# 2016 f150 BCM problems while plowing



## tkocol (Mar 23, 2017)

Bought a new 2016 f150 XL extended cab with plow prep had dealer install new Snow ex plow* RD 7.6 when truck is cold voltage is spiking and shutting down heater/radio display/ and door lights been back to 2 different dealers no fix at this time tech last statement was plow is not compatible to the truck just wondering is anybody else having the same problems.*


----------



## Mark Oomkes (Dec 10, 2000)

Nice punctuation. 

As soon as I catch my breath I'll answer.


----------



## BUFF (Dec 24, 2009)

tkocol said:


> Bought a new 2016 f150 XL extended cab with plow prep had dealer install new Snow ex plow* RD 7.6 when truck is cold voltage is spiking and shutting down heater/radio display/ and door lights been back to 2 different dealers no fix at this time tech last statement was plow is not compatible to the truck just wondering is anybody else having the same problems.*


Who did the install, the Ford or Snow Ex dealer?


----------



## Mark Oomkes (Dec 10, 2000)

This is a problem with many Fords and Chebbies. 

There's a couple threads aboot the issue, although I'm not sure if Furd or DD has come up with a solution. Seems like most of the info was regarding Chebbies.


----------



## BUFF (Dec 24, 2009)

Mark Oomkes said:


> Seems like most of the info was regarding Chebbies.


What aboot GMC's.


----------



## Mark Oomkes (Dec 10, 2000)

BUFF said:


> What aboot GMC's.


I don't want to upset the powers that be..........


----------



## tkocol (Mar 23, 2017)

Mark Oomkes said:


> Nice punctuation.
> 
> As soon as I catch my breath I'll answer.





BUFF said:


> Who did the install, the Ford or Snow Ex dealer?





BUFF said:


> Who did the install, the Ford or Snow Ex dealer?


Snow Ex dealer installed the plow they had the truck 4 times checking and changing things Ford tech wanted changed but nothing solved the problem, Yesterday they switch plows and tried a brand new never used Plow and had the same results only when the truck is cold is when the problems happen, once the truck is warm problem go away.


----------



## Kevin_NJ (Jul 24, 2003)

Ford released a TSB for the problem on the Super Duties. Didn't see anything for the problem on the half tons.

https://www.fleet.ford.com/truckbbas/topics/qvmp.html


----------



## tkocol (Mar 23, 2017)

My truck is the only one that is having problems out of the 7 plows installed on F150s this year. I checked with the local Snow way dealer today to see if they seen anything like this they have not had any issues with snow ways or snow dogs as of now.

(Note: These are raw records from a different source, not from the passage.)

PR #1163, opened 2019-09-19
Changes static registers to not be frozen

shopmike:
This provides more flexibility in usage. If you want to freeze you can simply pass in {}.freeze when constructing. 

To set a static register you simple use

```
context.static[:something] = :register 
```

### DIFF
--- a/lib/liquid/static_registers.rb
+++ b/lib/liquid/static_registers.rb
@@ -2,10 +2,10 @@
 
 module Liquid
   class StaticRegisters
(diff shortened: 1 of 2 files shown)


shopmike:
@Thibaut @samdoiron I like this approach much better and is a better indication of what static is.

shopmike:
You can now also freeze this at some point in the future, once you know the static registers are fully bult. 
```
.... do stuff
registers.static.freeze
```

PR #1164, opened 2019-09-19
Initialize MethoLiteral with unfrozen strings

ashmaroli:
To ensure backwards compatibility with state prior to https://github.com/Shopify/liquid/commit/0d26f05bb83a72e9b737ebbd81008e5631c4e85f

/cc @shopmike, @dylanahsmith, @pushrax

### DIFF
--- a/lib/liquid/expression.rb
+++ b/lib/liquid/expression.rb
@@ -19,8 +19,8 @@ module Liquid
       nil => nil, 'nil' => nil, 'null' => nil, '' => nil,
       'true' => true,
       'false' => false,
-      'blank' => MethodLiteral.new(:blank?, '').freeze,
-      'empty' => MethodLiteral.new(:empty?, '').freeze
+      'blank' => MethodLiteral.new(:blank?, +'').freeze,
+      'empty' => MethodLiteral.new(:empty?, +'').freeze
     }.freeze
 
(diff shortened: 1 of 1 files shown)


shopmike:
I think these should have always been frozen

ashmaroli:
Conventionally, the result of calling an object with `#to_s` is always an unfrozen string unless the object was a frozen string to begin with.
With Liquid's `MethodLiteral`, prior to the commit linked above, `literal.to_s` would always return an unfrozen string. But currently, `literal.to_s` will return a frozen string.

dylanahsmith:
> Conventionally, the result of calling an object with `#to_s` is always an unfrozen string unless the object was a frozen string to begin with.

This isn't always true.

```
irb(main):001:0> str = "foo".freeze
=> "foo"
irb(main):002:0> str.equal?(str.to_s)
=> true
```

These strings were meant to be constants.  If they are being modified, then those constants are effectively being modified.  Making them frozen just makes the original intention clear and doesn't seem like it should impact most users of the library.

ashmaroli:
> This isn't always true.

Yes, that's why I said *unless the object was a frozen string to begin with.*

ashmaroli:
Closing as the *current behavior* has been deemed the *expected behavior* by two maintainers.

PR #1165, opened 2019-09-19
Use `Regexp#match?` when `MatchData` is not used

ashmaroli:
*As reported and corrected by RuboCop*

Closes #991

### DIFF
--- a/.rubocop.yml
+++ b/.rubocop.yml
@@ -8,6 +8,7 @@ Performance:
   Enabled: true
 
 AllCops:
+  TargetRubyVersion: 2.4
   Exclude:
     - 'vendor/bundle/**/*'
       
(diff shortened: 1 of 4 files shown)


shopmike:
So looks like this Performance cop doesn't run because the target version isn't set. Do you want to commit the following along with this as it means this pull request bumps Rubocop to performance gains for `2.4`

```
AllCops:
  TargetRubyVersion: 2.4
```
I thought Rubocop would just work out the ruby version from the `gemspec` but clearly not

ashmaroli:
TBH, I did add that change to the config file but left it out of the commit.. :stuck_out_tongue:

ashmaroli:
@shopmike in case you didn't know, #991 would've been automatically closed by GitHub (with the associated references) when this PR gets merged.

shopmike:
Haha yeah,  I just noticed that when I closed it, it said it was going to be closed by this PR anyway. I need to learn all these GH tricks.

After all day on the phone to Ford customer service I was told that my plow is not compatible as per the regional tech opinion and they have no recommendations for a plows to go on F150 as per Ford specs. I asked for Fords specs at the Dealer and they don't have anything either.


----------



## Mebes (Feb 7, 2004)

tkocol said:


> I asked for Fords specs at the Dealer and they don't have anything either.

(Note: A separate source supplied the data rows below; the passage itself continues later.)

PR #1174, opened 2019-09-20
[Proposal] Scanning Tokenizer with Improved String support

### LINKED ISSUE #213: overly strict parsing rejects valid code
{{ variable | remove '}' }}

the '}' is considered as an invalid closing tag. this also applies inside tags (e.g. {% assign variable = '}' %} will fail)

### LINKED ISSUE #344: Liquid doesn't cope with quoted liquid tag identifiers.
Example Liquid code:
`test: {{ 'blah {{ yy }}' | replace: '{{', 'xx' }}`
Expected output:
`test: blah xx yy }}`
Actual output:
`test: ' | replace: ',`

### LINKED ISSUE #701: Cannot assign valid string contents
I was playing around with the idea of [this post](http://blog.slaks.net/2013-06-10/jekyll-endraw-in-code/) and I found that my take on it just breaks Liquid. /cc @SLaks

This is what I would expect to work:

```php
{% assign endraw = '{% endraw %}' %} contents: _{{endraw}}_
```

```text
’ %} contents: __
```

This is how I managed to work around it:
```php
{% assign endraw = '{% endraw %' | append: '}' %} contents: _{{endraw}}_
```

```text
contents: _{% endraw %}_
```

... and as a bonus this one even throws an error:

```php
{% assign endraw = '{% endraw ' | append: '%}' %}
```

> Liquid error (line 123): wrong number of arguments (1 for 2)

shopmike:
The commit currently isn't the final version but is showing the working version. The proposal is to shift the Tokenizer to be a scanner that identifies the following tokens. 

Because of this the scanner only ever needs to look at 2 positions and can operate in a single pass.
```yaml
    {% - Tag Open
    %} - Tag Close
    {{ - Variable Open 
    }} - Variable Close
    }  - Variable Incomplete Close
    '  - Single Quote
    "  - Double Quote
```
It then has the following states to control flow
```yaml
    0 - Outside Any Tag or Variable
    1 - Inside a Tag
    2 - Inside a Variable
    3 - Inside a Tag and Single Quotes
    4 - Inside a Tag and Double Quotes
    5 - Inside a Variable and Single Quotes
    6 - Inside a Variable and Double Quotes
0,1,2 - Not Inside Quotes
```
The pseudo-code is as follows
```javascript
    if 'Found Tag Open' && 'Not Inside Quotes'
        State is now 'Inside Tag'
        End Token
        Start Token
        Append to Token

    else if 'Found Variable Open' && 'Not Inside Quotes'
        State is now 'Inside Variable'
        End Token
        Start Token
        Append to Token

    else if 'Found Variable Open' && 'Inside Tag'
        State is now 'Inside Variable'
        Append to Token

    else if 'Found Single Quote' && 'Inside Tag'
        State is now 'Inside Tag and Single Quotes'
        Append to Token

    else if 'Found Single Quote' && 'Inside Tag and Single Quotes'
        State is now 'Inside Tag'
        Append to Token

    else if 'Found Double Quote' && 'Inside Tag'
        State is now 'Inside Tag and Double Quotes'
        Append to Token

    else if 'Found Double Quote' && 'Inside Tag and Double Quotes'
        State is now 'Inside Tag'
        Append to Token

    else if 'Found Single Quote' && 'Inside Variable'
        State is now 'Inside Variable and Single Quotes'
        Append to Token

    else if 'Found Single Quote' && 'Inside Variable and Single Quotes'
        State is now 'Inside Variable'
        Append to Token

    else if 'Found Double Quote' && 'Inside Variable'
        State is now 'Inside Variable and Double Quotes'
        Append to Token

    else if 'Found Double Quote' && 'Inside Variable and Double Quotes'
        State is now 'Inside Variable'
        Append to Token

    else if 'Found Tag Close' && 'Inside Tag'
        State is now 'Outside Any Tag or Variable'
        Append to Token
        End Token
        Start Token

    else if 'Found Variable Close' && 'Inside Variable'
        State is now 'Outside Any Tag or Variable'
        Append to Token
        End Token
        Start Token

    else
        Append to Token
    end
```

This resolves and has the tests from the following PRs and Issues

Closes #701 
Closes #779
Closes #624 
Closes #623 
Closes #344 
Closes #213 

Will need matching PR for `liquid-c` and improvements to this ruby version but the concept is easily implemented in both.

@Shopify/guardians-of-the-liquid @Shopify/liquid

### DIFF
--- a/lib/liquid/tokenizer.rb
+++ b/lib/liquid/tokenizer.rb
@@ -28,12 +28,87 @@ module Liquid
 
       return @source.split("\n") if @for_liquid_tag
 
-      tokens = @source.split(TemplateParser)
+      tokens = tokenize_new(@source)
+      # tokens = @source.split(TemplateParser)
 
       # removes the rogue empty element at the beginning of the array
       tokens.shift if tokens[0]&.empty?
 
       tokens
+    end
+
+    T_TAG_OPEN = "{%"
+    T_VAR_OPEN = "{{"
+    T_SIN_QUOT = "'"
+    T_DOU_QUOT = '"'
+    T_TAG_CLOS = "%}"
+    T_VAR_CLOS = "}}"
+    T_VAR_CLO2 = "}"
+
+    S_NIL = 0
+    S_TAG = 1
+    S_VAR = 2
+    S_TAG_SIN = 3
+    S_TAG_DOU = 4
+    S_VAR_SIN = 5
+    S_VAR_DOU = 6
+
+    def tokenize_new(source)
+      output = []
+      s = S_NIL
+      current = +""
+      source.split(/({%|{{|"|'|}}|%}|})/om).each do |t|
+        if t == T_TAG_OPEN && s <= S_VAR
+          s = S_TAG
+          output << current
+          current = t
+        elsif t == T_VAR_OPEN && s <= S_VAR
+          s = S_VAR
+          output << current
+          current = t
+        elsif t == T_VAR_OPEN && s == S_TAG
+          s = S_VAR
+          current += t
+        elsif t == T_SIN_QUOT && s == S_TAG
+          s = S_TAG_SIN
+          current += t
+        elsif t == T_SIN_QUOT && s == S_TAG_SIN
+          s = S_TAG
+          current += t
+        elsif t == T_DOU_QUOT && s == S_TAG
+          s = S_TAG_DOU
+          current += t
+        elsif t == T_DOU_QUOT && s == S_TAG_DOU
+          s = S_TAG
+          current += t
+        elsif t == T_SIN_QUOT && s == S_VAR
+          s = S_VAR_SIN
+          current += t
+        elsif t == T_SIN_QUOT && s == S_VAR_SIN
+          s = S_VAR
+          current += t
+        elsif t == T_DOU_QUOT && s == S_VAR
+          s = S_VAR_DOU
+          current += t
+        elsif t == T_DOU_QUOT && s == S_VAR_DOU
+          s = S_VAR
+          current += t
+        elsif t == T_TAG_CLOS && s == S_TAG
+          s = S_NIL
+          current += t
+          output << current
+          current = +""
+        elsif (t == T_VAR_CLOS || t == T_VAR_CLO2) && s == S_VAR
+          s = S_NIL
+          current += t
+          output << current
+          current = +""
+        else
+          current += t
+        end
+      end
+      output << current unless current == ""
+      output
     end
   end
 end
--- a/test/integration/tags/assign_tag_test.rb
+++ b/test/integration/tags/assign_tag_test.rb
@@ -1,0 +1,18 @@
+require 'test_helper'
+
+class AssignTagTest < Minitest::Test
+  include Liquid
+
+  def test_assign
+    assert_template_result('monkey', "{% assign foo = 'monkey' %}{{ foo }}")
+  end
+
+  def test_string_with_end_tag
+    assert_template_result("{% quoted %}", "{% assign string = '{% quoted %}' %}{{ string }}")
+  end
+
+  def test_liquid_issue_701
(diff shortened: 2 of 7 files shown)


ashmaroli:
This approach seems to have increased memory usage for the `parse` phase significantly:
```diff
  +-----------------+-------------------------+--------------------------+
  | Phase           | Parse                   | Render                   |
  +-----------------+-------------------------+--------------------------+
- | Total allocated | 4.53 MB (53197 objects) | 979.68 kB (8827 objects) |
+ | Total allocated | 7.23 MB (88561 objects) | 979.68 kB (8827 objects) |
  | Total retained  | 0 B (0 objects)         | 49.70 kB (276 objects)   |
  +-----------------+-------------------------+--------------------------+
```

shopmike:
Oh yeah, performance for this is likely, not great at the moment. I was just focusing on getting it to pass. This has the ability to be highly efficient though so just needs to be optimised.

ashmaroli:
Great to know!
I wasn't complaining. Just thought I'd post it so that you'd have it in the back of your head while you develop the concept further.

shopmike:
This regex wouldn't exist either, needs to be replaced by a scanner. Just a quick hack to get this moving
```
source.split(/({%|{{|"|'|}}|%}|})/om).each
```

shopmike:
And the conditional statements are double checking things which should to be optimised

shopmike:
Plus the  point of all this is to achieve that the following code is valid (basically curly brackets in tags)
```
{{ variable | prepend: '{' | append: '}' }}
```
and
```
{{ 'blah {{ yy }}' | replace: '{{', 'xx' }}
```

shopmike:
I'm also starting to wonder if we should solve the few following issues as these can be fixed with a few more tokens to scan for

### Allow escaping in " so that it is possible to use both a single quote and double quote in a string, which is not currently possible
```
{% assign = "we can handle \"double quotes\" and 'single quotes'" %}
```
> This **does not break backwards support** as double quotes are not currently possible inside double quotes.

### The new liquid tag splits on newlines, this means strings will no longer be able to express new lines in the new liquid tag
```
{% liquid 
    assign = "we can handle\n new lines" 
%}
```

> This **can possibly break templates** that use "\n" in a string today. The liquid.format() command could be a way to migrate templates without issues.

### Carriage returns and tabs as these are also common, not as much with the web but windows and Tab Seperated Values
```
{% assign = "we can handle returns\r and tabs \t" %}
```
> This **can possibly break templates** that use "\r" or "\t" in a string today. The liquid.format() command could be a way to migrate templates without issues.

### Finally because we support the above we have to handle escaping escapes
```
{% assign = "we can handle a real backslash next to the character n \\n we are not on a newline" %}
```
> This **can possibly break templates** that use "\\" before a control character in a string today. The liquid.format() command could be a way to migrate templates without issues.

shopmike:
An alternative proposal for the changes above is to bring in a third quoting method using backticks

### Allow escaping in ` so that it is possible to use both a single quote and double quote, and back ticks in a string, which is not currently possible
```
{% assign = `we can handle "double quotes" and 'single quotes' and \`back ticks\`` %}
```
> This **does not break backwards support** for the tokenizer as double quotes are not currently possible inside double-quotes. However **string detection in other areas will need to be updated**

### The new liquid tag splits on newlines, this means strings will no longer be able to express new lines in the new liquid tag
```
{% liquid 
    assign = `we can handle\n new lines`
%}
```

> This **does not break backwards support** for the tokenizer as backticks are new functionality. However **string detection in other areas will need to be updated**

### Carriage returns and tabs as these are also common, not as much with the web but windows and Tab Separated Values
```
{% assign = `we can handle returns\r and tabs \t` %}
```
> This **does not break backwards support** for the tokenizer as backticks are new functionality. However **string detection in other areas will need to be updated**

### Finally because we support the above we have to handle escaping escapes
```
{% assign = `we can handle a real backslash next to the character n \\n we are not on a newline` %}
```
> This **does not break backwards support** for the tokenizer as backticks are new functionality. However **string detection in other areas will need to be updated**

devdreamsolution (approved):

Darkangel956 (approved):

PR #1628, opened 2022-09-28
Update escape filter reference summary

liamgriffin:
Added a more complete description of what the `escape` Liquid filter achieves, and how it behaves on `/api/liquid/filters` I was [advised in the Liquid slack channel](https://shopify.slack.com/archives/C07F3LRPF/p1664195876822159) to borrow some context from the [description of `CGI.escapeHTML` in Ruby](https://ruby-doc.org/stdlib-2.4.3/libdoc/cgi/rdoc/CGI/Util.html#method-i-escapeHTML), as it has the same behaviour. 

Fixes issue in dev docs https://github.com/Shopify/shopify-dev/pull/26494

Before:

After:

CC: @shainaraskas

### DIFF
--- a/lib/liquid/standardfilters.rb
+++ b/lib/liquid/standardfilters.rb
@@ -73,7 +73,7 @@ module Liquid
     # @liquid_type filter
     # @liquid_category string
     # @liquid_summary
-    #   Escapes a string.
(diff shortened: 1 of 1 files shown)


shainaraskas (approved):
looks perfect!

Specs are in the PDF attached.

You may know this already, but I'm just going to put it out there...
The reason the voltage spikes trips the BCM safety only when it's really cold is because the battery is not able to absorb the spike itself when it is full of slush (for lack of a better description). Once the battery is charged for a bit the slush melts and your battery is better able to filter spikes.

Since the alternators RPM's are constantly changing your alternators output needs to be electronically controlled to maintain a set point (lets say ~13.7 volts) just like a cruise control system does for speed.

When your plow motor activates it draws a ton of power away from the battery (sometimes even more than the alternator can possibly make), so the alternator responds going to max output just like a cruise control would go to max throttle to get you up a steep hill.

Imagine you are driving along with cruise control on and start climbing a steep hill. 
Your cruise control senses that you are loosing speed.
The system knows that more throttle is needed to maintain the set point so the system continues to increase throttle until the engine is at max output.
The system has no way of knowing where the top of the hill so it maintains full throttle for a split second after you cleared the crest and are now going down the other side. 
The system sees the sudden increase in speed and releases the throttle, but you over shoot the speed by 10MPH or more.

Your alternator experiences the same problem. 
When you activate the plow motor there is a huge draw on your battery dropping it's voltage to ~11 volts. 
Your alternator responds to this voltage drop by going to max output because job is to maintain ~13.7 volts.
When you let go of the button the added load is now gone but for a split second your alternator is still at full throttle causing the voltage to spike.
This spike is aimed directly at your battery (like a paint ball).

When your battery is warm it's like a sponge so when that paint ball hits, it can absorb most of the impact and voltage only increases to 15 volts

When your battery is cold it's like more like a brick, and that paint ball goes splat. 
Everything on your electrical system raises to ~16 volts all at the same time (just for a split second). 
The BCM sees this freaks out and starts shutting things down to protect them, but just as quickly as it arrived all of the sudden the splat has dissipated and the BCM turns everything back on.

Because this problem is caused by a spike in voltage, you may find that turning on things that can eat up this extra voltage (even when you don't actually need them on) may help until the battery warms up (headlamps, heater motor on high, etc...)

Note: Voltages above are approximate and for illustrative purposes only.

Good Luck
S


----------



## seville009 (Sep 9, 2002)

Excellent explanation/description Mebes.


----------



## Avalanche 2500 (Dec 31, 2015)

Mebes, Nice : U knocked that one out of the park!!


----------



## Western1 (Dec 4, 2008)

So you get a truck with plow prep package then they say it's only for certain brand plows?


----------



## 1olddogtwo (Aug 6, 2007)

You know what's really interesting, according to that chart......The bigger the Super Duty, the smaller the plow weight.


----------